> [Task statement]: The line containing "Currently it seems" marks the end: write out exactly every line from the first line of the data below through that line, and only those.

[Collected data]
PR #907, opened 2023-03-13
fix(topology): custom target submission should also send credentials

tthvo:
P# Welcome to Cryostat! 👋

Related to #891 
Depends on https://github.com/cryostatio/cryostat/issues/1404

## Description of the change:

Previously, the custom target creation is not sending credentials when submitting. Testing is working fine tho. Also, added some indications for error similar to testing.


maxcao13:
Currently it seems creating a target even thought there are credentials does not work. I believe it's because previously the web-client sends a TargetPost request without credentials and dryRun=false. 

This would call `getJvmId` and try and use the cache but fail and then call `computeJvmId`. But since there are no credentials present in the original Http request, this call 
```bash
        CompletableFuture<String> future =
                this.targetConnectionManager.executeConnectedTaskAsync(
                        new ConnectionDescriptor(
                                targetId,
                                credentials.isPresent()
                                        ? credentials.get()
                                        : credentialsManager.getCredentialsByTargetId(targetId)),
                        JFRConnection::getJvmId);
```
would result in using the credentials from credentialsManager. HOWEVER, this fails because getCredentialsByTargetId iterates the list of platformClients and targets within them to find a matching credential. But obviously that target does not exist yet since we are creating it and hence it fails.

So it would seem like we would have to somehow use credentials in the original request. Like here in this pr.

tthvo:
Seems like it...

```bash
$ http --form POST localhost:8181/api/v2/targets?dryrun=false \
alias="self" \
connectUrl='service:jmx:rmi:///jndi/rmi://localhost:9091/jmxrmi'  \
username="smoketest" \
password="smoketest" \
--auth user:pass \
--auth-type basic

HTTP/1.1 427 Client Error (427)
content-encoding: gzip
content-length: 126
vary: origin

{
    "data": {
        "reason": "JMX Authentication Failure"
    },
    "meta": {
        "status": "Client Error (427)",
        "type": "text/plain"
    }
}
```

andrewazores:
Looks like a backend bug needs to be filed then?

andrewazores (approved):

src/app/Topology/Actions/CreateTarget.tsx
```diff
@@ -187,20 +189,32 @@ export const CreateTarget: React.FC<CreateTargetProps> = ({ prefilled, ..._props
...
+          } else {
+            setValidation({
+              option: option,
+              errorMessage: body['data']['reason'],
+            });
           }
         })
     );
-  }, [setLoading, addSubscription, context.api, connectUrl, alias, history]);
+  }, [setLoading, addSubscription, context.api, connectUrl, alias, history, credentials]);
```
maxcao13, line 217: Needs setValidation?

tthvo: Hmm eslint misses this again. Thanks!

tthvo:
Sorry latest commit has some patches to add missing hook deps, reuse `createTarget` for testing and removing TargetCreationModal since we don't use it anymore.

andrewazores (approved):

Issue #912, opened 2023-03-20
[Task] Reuse target details component in matchExpression views


andrewazores:
The right sidebar panel component here:

![image](https://user-images.githubusercontent.com/3787464/226461142-9f400187-b824-41a1-b1b0-f35c42739564.png)

represents the same information as the right side split component here:

![image](https://user-images.githubusercontent.com/3787464/226461223-05ba4672-f7dc-4d44-8f40-865fbf5de246.png)

This second old-style serialized JSON component is currently present on the `Automated Rules > Create` and `Security > Store JMX Credentials > Add` views. The new details component is much more pleasing to look at and probably makes it easier for the user to differentiate the different fields they're looking at. With some section renaming or tooltips, the field names required to build a matchExpression can be determined from the new details component pretty easily.

tthvo:
> With some section renaming or tooltips, the field names required to build a matchExpression can be determined from the new details component pretty easily.

Are we putting the field name into the tooltip? 

Also, do we still need to keep the codeblock for hints? This is what I have right now:

![Screenshot from 2023-03-20 04-54-10](https://user-images.githubusercontent.com/68053619/226463316-c053ef8b-0fc9-4117-b73a-fea32161f7ca.png)

andrewazores:
> Are we putting the field name into the tooltip?

I think so, maybe something like the JSON path, ex. `target.connectUrl` as the tooltip on "Connection URL". Or even just replace the "connection URL" section title with `target.connectUrl`.

> Also, do we still need to keep the codeblock for hints? This is what I have right now:

Not necessarily, though I think it's useful to provide a hint of some form somewhere. After #913 it's hopefully self-evident and easy enough that the hint block can be removed.

tthvo:
Make sense thanks! I will add them in in the popover content.

Issue #900, opened 2023-02-28
[Task] Remove explicit mention of JMX for Stored Credentials


andrewazores:
On that note though, the frontend needs to be updated to remove specific references to JMX, since these stored credentials will also be used for HTTP-based Agent connections.

_Originally posted by @andrewazores in https://github.com/cryostatio/cryostat/issues/1377#issuecomment-1448648881_

tthvo:
Seems like this issue can be solved along with #914. What should I be writing here??

PR #914, opened 2023-03-20
feat(matchExpr): match expression visualizer

tthvo:
# Welcome to Cryostat! 👋

Fixes: #911 
Fixes: #912 
Fixes: #900 

## Description of the change:

- [x] Match Expression Visualizer with mini topology
  - [x] Graph View
  - [x] List view (if # of targets are too large). 
  - [x] Fix height constraints -> need to fill viewport instead of overflowing.
  - [x] Update target detail panel to reflect fieldName.

**Note: No tests yet tho. Focusing on flushing out features for now.**

## Motivation for the change:

See https://github.com/cryostatio/cryostat-web/issues/376#issuecomment-1448689272

## How to manually test:
2. Go to Rule and Credential Forms.

### Credential Modal

Screenshot from 2023-03-20 23-30-29

### Create Rule Form

Screenshot from 2023-03-21 01-25-39

### Match Expression Hint

Screenshot from 2023-03-21 01-27-44


tthvo:
Notice how the field path is represented as breadcrumbs. I took this design from OpenShift console. Let me know what you think :D

Screenshot from 2023-03-20 23-36-40

tthvo:
Read for review now :D 

Just a small note for testing with observables that includes `debounceTime`: just need to use `waitFor` to check if some function (e.g. api requests, etc) is called.

andrewazores:
1. Go to Topology
2. Select a target with the warning exclamation
3. Click "Add Credentials"
4. Select a target with the warning exclamation
5. Click "Add Credentials" ...

Can that action be removed from the sidebar panel component when it's in this visualization context?

tthvo:
Yeh sure, of course!

I left it in case the user want to add credentials in Create Rule Form. For example. if the target is matched but could not fetch templates, adding credentials there can help refreshing on the go. What do you think?

tthvo:
I added options to allow hide action buttons. This is applied for credential modal but still kept for Create Rule Form.

Screenshot from 2023-03-21 15-55-15

tthvo:
Views appear not responding to target discovery events. Investigating...

tthvo:
Updated to add some effect to update the views and fixing some array reduce error (didnt know it throws error if the array is emty ^^).

andrewazores:
image

The Actions dropdown within the modal is still present and clickable, but I guess because there are no possible actions here, no menu drops down. Can the Actions menu button just be removed if its action list is empty?

tthvo:
> The Actions dropdown within the modal is still present and clickable, but I guess because there are no possible actions here, no menu drops down. Can the Actions menu button just be removed if its action list is empty?

Hmm was that the dropdown for sidecar panel? I think it should open up some actions. Did it not?

andrewazores:
Also the text at the top of that modal needs updating:

> Creates stored credentials for target JVMs according to various properties. If a Target JVM requires JMX authentication, Cryostat will use stored credentials when attempting to open JMX connections to the target.

Should be more generic and just talk about opening connections, not specifically JMX ones.

tthvo:
Ohhh interesting...there is a bug somewhere I think. It should show up. Let me check!

tthvo:
Never mind, the menu was actually showing but it was mounted in the back of the modal haha. Fixed now :D

tthvo:
Updated texts and remove actions in empty state: asynchronously update input field will cause the cursor jump to the end -> cant use hook -> actions to reset match expression can't be used.

maxcao13:
image
Should the message be different when the expression is valid?

src/app/SecurityPanel/Credentials/CreateCredentialModal.tsx
```diff
@@ -0,0 +1,227 @@
...
+            </Button>
+          </Popover>
+        }
+        isRequired
+        fieldId="match-expression"
+        helperText={
+          matchExpressionValid === ValidatedOptions.warning
+            ? `Warning: Match expression matches no targets.`
+            : `
+        Enter a match expression. This is a Java-like code snippet that is evaluated against each target
```
maxcao13, line 200: Would it make sense to change Java-like to JavaScript like? Since the match expression evaluation is actually evaluating js code.

src/app/Rules/CreateRule.tsx
```diff
@@ -232,60 +234,70 @@ const Comp: React.FC = () => {
...
+          throw new Error('Invalid match expression');
+        });
+        validation = matches.length ? ValidatedOptions.success : ValidatedOptions.warning;
+      } catch (err) {
+        validation = ValidatedOptions.error;
+      }
+    }
+    setMatchExpressionValid(validation);
+    matchedTargets.next(matches);
+    console.log(matchExpression);
```
maxcao13, line 299: remove console log?

src/app/SecurityPanel/Credentials/CreateCredentialModal.tsx
```diff
@@ -0,0 +1,227 @@
...
+        showClose={!inProgress}
+        className="add-credential-modal"
+        onClose={onDismiss}
+        title="Store Credentials"
+        description="Create stored credentials for target JVMs. Cryostat will use these credentials to connect to Cryostat agents or target JVMs over JMX (if required)."
+      >
+        <Grid hasGutter style={{ height: '100%' }}>
+          <GridItem xl={4}>
+            <Card isFullHeight isFlat>
+              <CardBody style={{ overflow: 'auto' }}>
```
maxcao13, line 95: seems like there are a lot of CardBody's with this style. Maybe better to add a class like "cryo-m-overflow-auto" and then a css rule like

.pf-c-card.cryo-m-overflow-auto {
    overflow: auto
}

src/app/SecurityPanel/Credentials/CreateCredentialModal.tsx
andrewazores: The fact that it's JavaScript is sort of an internal implementation detail that might change in the (distant) future. This should really be a much more limited scripting language that can't do all of what the JS engine is capable of doing, which is why I had to lock down the JS parser so much on the backend when it validates expressions before evaluating them. I would rather have done it so that this uses an actual subset of Java syntax directly rather than running it through a JS engine, but it was a pragmatic choice to get something running in reasonable fashion, and not something I want to say we're committing to.

tthvo:
> If it's not hard to do, keep the positions of the nodes when switching between graph view and list view?

Should be okay to do I think. Just that this might cause another huge chunk of data to be stored if # of targets is large. Especially, topology view also saves positions too.

> Should the message be different when the expression is valid?

https://www.patternfly.org/v4/components/form/design-guidelines

No guideline for valid message... I think the green color + check icon should be enough to indicate that.

src/app/SecurityPanel/Credentials/CreateCredentialModal.tsx
tthvo: Makes sense! I will keep the Java for now then :D

tthvo:
Updated to to save graph positions and clean up css, console.logs :))

src/app/SecurityPanel/Credentials/CreateCredentialModal.tsx
andrewazores: Another possible avenue, rather than implementing a subset of Java syntax as an embedded scripting language, is to use JShell or something similar as a replacement for the current nashorn JS engine. If there is a way to similarly lock down the JShell parser so that it rejects expressions with dangerous constructs then this would mean the expression syntax really is Java, instead of Java-like.

https://github.com/cryostatio/cryostat/issues/990

maxcao13 (approved):
Looks great!

Issue #593, opened 2022-10-28
[Task] Add "test connection" button to JMX Credentials creation form


andrewazores:

tthvo:
I think maybe its also nice to have, for example, an expandable section that allows the user to enter credentials for this specific target on the target creation form. This way, they don't have to define a custom target and then go to Security tab.

andrewazores:
That's a good idea.

PR #920, opened 2023-03-22
feat(cred): credential test table

tthvo:
# Welcome to Cryostat! 👋

Fixes: #592 
Fixes: #593 
Related to #914 
Depends on https://github.com/cryostatio/cryostat/issues/1431

## Description of the change:

- [x] Added a table for testing credentials against matching targets.
- [x] Hide/Fade targets when match expression is empty.
- [x] Listview should be scrollable (allow sticky radio button)
- [x] Remove explicit mentioning of JMX Credentials (mostly internals that are not visible to the users).

## Motivation for the change:

See #591 

## How to manually test:
2. Go to Security -> Add Store Credentials -> Test tab.

## Screenshots

**EDIT:** See https://github.com/cryostatio/cryostat-web/pull/920#issuecomment-1483511361

Screenshot from 2023-03-23 21-17-23


maxcao13:
The UI looks great! Just a few questions:

image

Using a "true" matchExpr and a smoketest smoketest credentials:

Should there be an indication that a target does not need credentials? Right now the test will say that it is "valid" it doesn't mean the credentials are valid for that target.

tthvo:
> Should there be an indication that a target does not need credentials? Right now the test will say that it is "valid" it doesn't mean the credentials are valid for that target.

Try hover over the valid label. It should say some warning :)) Any better than that?

maxcao13:
The only thing I can think of right now, is to send a graphql request to each of the targets with the form
```graphql
query {
    targetNodes {
        mbeanMetrics {
            runtime {
                inputArguments
            }
        }
    }
}
```
and then parse the resulting array for the input argument: 
```
"-Dcom.sun.management.jmxremote.authenticate=false"
```
and checking if it `[exists, false, or true]`.

Not sure if there are better ways. The query should fail if the credentials are wrong anyways since we are calling the remote mxbean on the target, so it would be similar to getting the recordings in terms of checking if credentials work.

tthvo:
Oh niceee! Sounds good I will redirect to this approach :))

tthvo:
Worked very nicee! Thanks a lot!

Screenshot from 2023-03-24 18-26-35

andrewazores:
> The only thing I can think of right now, is to send a graphql request to each of the targets with the form
> 
> ```graphql
> query {
>     targetNodes {
>         mbeanMetrics {
>             runtime {
>                 inputArguments
>             }
>         }
>     }
> }
> ```
> 
> and then parse the resulting array for the input argument:
> 
> ```
> "-Dcom.sun.management.jmxremote.authenticate=false"
> ```
> 
> and checking if it `[exists, false, or true]`.
> 
> Not sure if there are better ways. The query should fail if the credentials are wrong anyways since we are calling the remote mxbean on the target, so it would be similar to getting the recordings in terms of checking if credentials work.
> 
> EDIT: Apprently that authenticate property is default true, so I assume if it doesn't exist, the jvm should need auth.

This feels a little fragile...

https://docs.oracle.com/javadb/10.10.1.2/adminguide/radminjmxenablepwd.html#radminjmxenablepwd

I would need to do a lot more checking of different docs for different JDK versions, but I would hesitate to say that `-Dcom.sun.management.jmxremote.authenticate` alone is sufficient to tell if the JVM is configured to use JMX credentials or not. Neglecting that property but setting `-Dcom.sun.management.jmxremote.password.file` would probably implicitly enable credentials too, I think, and there are probably other such combinations, and the behaviour could be different for different JDK versions.

----

If we are able to make this query and determine the `inputArguments` then this already means we're able to establish a connection to the target, so either it did not require credentials or we were successfully able to use stored ones.

Why don't we just have a connection checking endpoint that specifically does not load any stored credentials? It either uses only the session credentials header for the test, or it ignores the session credentials header and requires the credentials to test to be passed as part of the request body. We can use this endpoint and pass no credentials at first, and just try to open a JMX connection to read some basic MBean data. If that succeeds then we know the target did not require auth. Then the user can supply credentials and we can repeat the test using those.

src/app/Shared/Services/Api.service.tsx
```diff
@@ -1154,6 +1174,64 @@ export class ApiService {
...
+          mbeanMetrics {
+            runtime {
+              inputArguments
+            }
+          }
+        }
+      }
+      `,
+      {
+        filter: { name: target.connectUrl },
```
andrewazores, line 1203: Hmm. Seems like I probably made a mistake designing this request filter. The `labels` and `annotations` fields can use syntax like `myLabel in (a, b, c)`, which is equivalent to a syntax like `myLabel == "a" || myLabel == "b" || myLabel == "c"`. It looks like it would've been useful to be able to apply this kind of syntax to other things (node names) than just labels and annotations. I didn't originally envision GraphQL queries being used this way but it does make sense. If we could make requests like this then it would mean the whole test could be done with one request-response pair between client and server, instead of one pair for each target under test. Right now the overall test looks like:

```
client -> server -> targetA
client <- server <__/
...
client -> server -> targetB
client <- server <__/
...
client -> server -> targetC
client <- server <__/
```

But with this properly constructed batch request from the client, it could look like:

```
                            /--> targetA \___
client -> server ---> targetB -----  > server -> client
                           \__> targetC __/
```

In the end there may not be a ton of difference if the client is able to make concurrent requests to the server in the first case, since in the end either way ends up with multiple connections opened to targets at a time, so the overall wall time from first request start to last response end is probably not too much different. But, there is a different in overhead of network traffic and request parsing etc. that can be reduced.

andrewazores: https://github.com/cryostatio/cryostat/blob/9bcda3f42ad05349a38d3767f33f11042aa767d2/src/main/resources/types.graphqls#L19

https://github.com/cryostatio/cryostat/blob/9bcda3f42ad05349a38d3767f33f11042aa767d2/src/main/java/io/cryostat/net/web/http/api/v2/graph/FilterInput.java#L69

https://github.com/cryostatio/cryostat/blob/9bcda3f42ad05349a38d3767f33f11042aa767d2/src/main/java/io/cryostat/net/web/http/api/v2/graph/TargetNodesFetcher.java#L108 / https://github.com/cryostatio/cryostat/blob/9bcda3f42ad05349a38d3767f33f11042aa767d2/src/main/java/io/cryostat/net/web/http/api/v2/graph/TargetNodesFetcher.java#L115

https://github.com/cryostatio/cryostat/blob/9bcda3f42ad05349a38d3767f33f11042aa767d2/src/main/java/io/cryostat/net/web/http/api/v2/graph/ActiveRecordingsFetcher.java#L97 / https://github.com/cryostatio/cryostat/blob/9bcda3f42ad05349a38d3767f33f11042aa767d2/src/main/java/io/cryostat/net/web/http/api/v2/graph/ActiveRecordingsFetcher.java#L104

I think this functionality can be retrofitted into the existing system pretty cleanly actually:

```diff
diff --git a/src/main/java/io/cryostat/net/web/http/api/v2/graph/FilterInput.java b/src/main/java/io/cryostat/net/web/http/api/v2/graph/FilterInput.java
index ee783a7c..a845453d 100644
--- a/src/main/java/io/cryostat/net/web/http/api/v2/graph/FilterInput.java
+++ b/src/main/java/io/cryostat/net/web/http/api/v2/graph/FilterInput.java
@@ -67,6 +67,7 @@ class FilterInput {
     enum Key {
         ID("id"),
         NAME("name"),
+        NAMES("names"),
         LABELS("labels"),
         ANNOTATIONS("annotations"),
         SOURCE_TARGET("sourceTarget"),
diff --git a/src/main/java/io/cryostat/net/web/http/api/v2/graph/TargetNodesFetcher.java b/src/main/java/io/cryostat/net/web/http/api/v2/graph/TargetNodesFetcher.java
index 2e6df720..a966d1bd 100644
--- a/src/main/java/io/cryostat/net/web/http/api/v2/graph/TargetNodesFetcher.java
+++ b/src/main/java/io/cryostat/net/web/http/api/v2/graph/TargetNodesFetcher.java
@@ -112,6 +112,16 @@ class TargetNodesFetcher extends AbstractPermissionedDataFetcher<List<TargetNode
                             .filter(n -> Objects.equals(n.getName(), nodeName))
                             .collect(Collectors.toList());
         }
+        if (filter.contains(FilterInput.Key.NAMES)) {
+            List<String> names = filter.get(FilterInput.Key.NAMES);
+            for (String name : names) {
+                result =
+                        result.stream()
+                                .filter(n -> LabelSelectorMatcher.parse(name).test(Map.of("name",
+                                                n.getName())))
+                                .collect(Collectors.toList());
+            }
+        }
         if (filter.contains(FilterInput.Key.LABELS)) {
             List<String> labels = filter.get(FilterInput.Key.LABELS);
             for (String label : labels) {
diff --git a/src/main/resources/types.graphqls b/src/main/resources/types.graphqls
index 410efb66..5b15af3d 100644
--- a/src/main/resources/types.graphqls
+++ b/src/main/resources/types.graphqls
@@ -17,6 +17,7 @@ input EnvironmentNodeFilterInput {
 input TargetNodesFilterInput {
     id: Int
     name: String
+    names: [String]
     labels: [String]
     annotations: [String]
 }
```

haven't tested this, just an idea. This would just allow for a single query to match a given node if its name is not just equal to a specific value, but if its name is a member of a given set. Then clients can make much more flexible requests targeting sets of nodes and doing further queries on those all server-side. Thoughts? If this makes sense I will go ahead and work on a PR.

tthvo: Great idea and makes sense to me! This affects only the `Test All` functionality right? Individual tests will still send individual requests?

andrewazores: Right, this would mostly just be useful for `Test All`. The individual testing requests could still use the same query syntax if it's easier to reuse code that way on the frontend though. Basically the difference would be something like:

```graphql
query {
  // $someNode should be passed as a variable, not embedded in the query
  targetNodes(filter: { name: "$someNode" } ) {
    name
  }
}
```

for testing using the single-node specific query

vs

```graphql
query {
  // $someNode list contents should be passed as a variable, not embedded in the query
  targetNodes(filter: { names: ["name in ($someNode)"] } ) {
    name
  }
}
```

for testing a single node with the set matching query.

andrewazores:
I guess this can use either the new explicit credentials testing endpoint or the GraphQL name-from-set filtering, but it doesn't really make sense for this feature to try to use both, right?

In the near-term it's probably more sensible to just use the credentials testing endpoint since it will be able to provide all three state possibilities (none needed, good credentials, bad credentials) whereas the GraphQL query would only be able to report whether the query succeeded or not, so the detail about whether the credentials worked or were just not needed would be lost.

tthvo:
> I guess this can use either the new explicit credentials testing endpoint or the GraphQL name-from-set filtering, but it doesn't really make sense for this feature to try to use both, right?

Yehh i am leaning towards the test endpoint for this PR since the front-end states are set up to work with that. Maybe we can have the graphQL functionalities for 2.4.0 or later?

maxcao13:
image

The tooltip says "ignoring filters", does that mean the test all feature should ignore filters and test all anyways?

tthvo:
Yehh it just means that all matching targets will start testing even if you filter it out (e.g. for example, by status or by name).

maxcao13 (approved):
Looks great to me! Awesome job.

andrewazores (approved):
Awesome indeed.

> [Response below]:
PR #907, opened 2023-03-13
fix(topology): custom target submission should also send credentials

tthvo:
P# Welcome to Cryostat! 👋

Related to #891 
Depends on https://github.com/cryostatio/cryostat/issues/1404

## Description of the change:

Previously, the custom target creation is not sending credentials when submitting. Testing is working fine tho. Also, added some indications for error similar to testing.


maxcao13:
Currently it seems creating a target even thought there are credentials does not work. I believe it's because previously the web-client sends a TargetPost request without credentials and dryRun=false. 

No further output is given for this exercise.